Work request: Return each line of the entries that mentions the word "generateMatcher".

Excerpted data:
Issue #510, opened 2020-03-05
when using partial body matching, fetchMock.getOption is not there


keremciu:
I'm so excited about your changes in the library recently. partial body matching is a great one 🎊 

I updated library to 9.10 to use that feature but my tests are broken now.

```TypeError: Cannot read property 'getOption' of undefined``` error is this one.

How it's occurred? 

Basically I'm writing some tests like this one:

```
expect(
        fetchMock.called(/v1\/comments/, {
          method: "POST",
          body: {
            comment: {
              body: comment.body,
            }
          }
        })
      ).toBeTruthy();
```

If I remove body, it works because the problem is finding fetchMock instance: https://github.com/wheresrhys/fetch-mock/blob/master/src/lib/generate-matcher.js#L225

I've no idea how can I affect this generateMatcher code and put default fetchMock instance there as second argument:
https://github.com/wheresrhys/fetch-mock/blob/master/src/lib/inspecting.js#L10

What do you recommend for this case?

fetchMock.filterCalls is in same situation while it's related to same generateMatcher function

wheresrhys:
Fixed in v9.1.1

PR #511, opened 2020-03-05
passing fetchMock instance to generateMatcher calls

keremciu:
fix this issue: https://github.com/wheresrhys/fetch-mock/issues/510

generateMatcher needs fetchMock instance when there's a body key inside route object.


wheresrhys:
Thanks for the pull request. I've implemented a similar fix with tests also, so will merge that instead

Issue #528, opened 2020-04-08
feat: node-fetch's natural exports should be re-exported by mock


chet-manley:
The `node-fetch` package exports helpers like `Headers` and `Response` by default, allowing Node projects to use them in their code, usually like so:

* * *

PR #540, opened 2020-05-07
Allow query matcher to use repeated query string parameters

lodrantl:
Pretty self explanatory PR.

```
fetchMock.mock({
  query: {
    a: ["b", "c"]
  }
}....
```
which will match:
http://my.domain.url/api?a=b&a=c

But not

Response area:
I've no idea how can I affect this generateMatcher code and put default fetchMock instance there as second argument:
fetchMock.filterCalls is in same situation while it's related to same generateMatcher function
passing fetchMock instance to generateMatcher calls
generateMatcher needs fetchMock instance when there's a body key inside route object.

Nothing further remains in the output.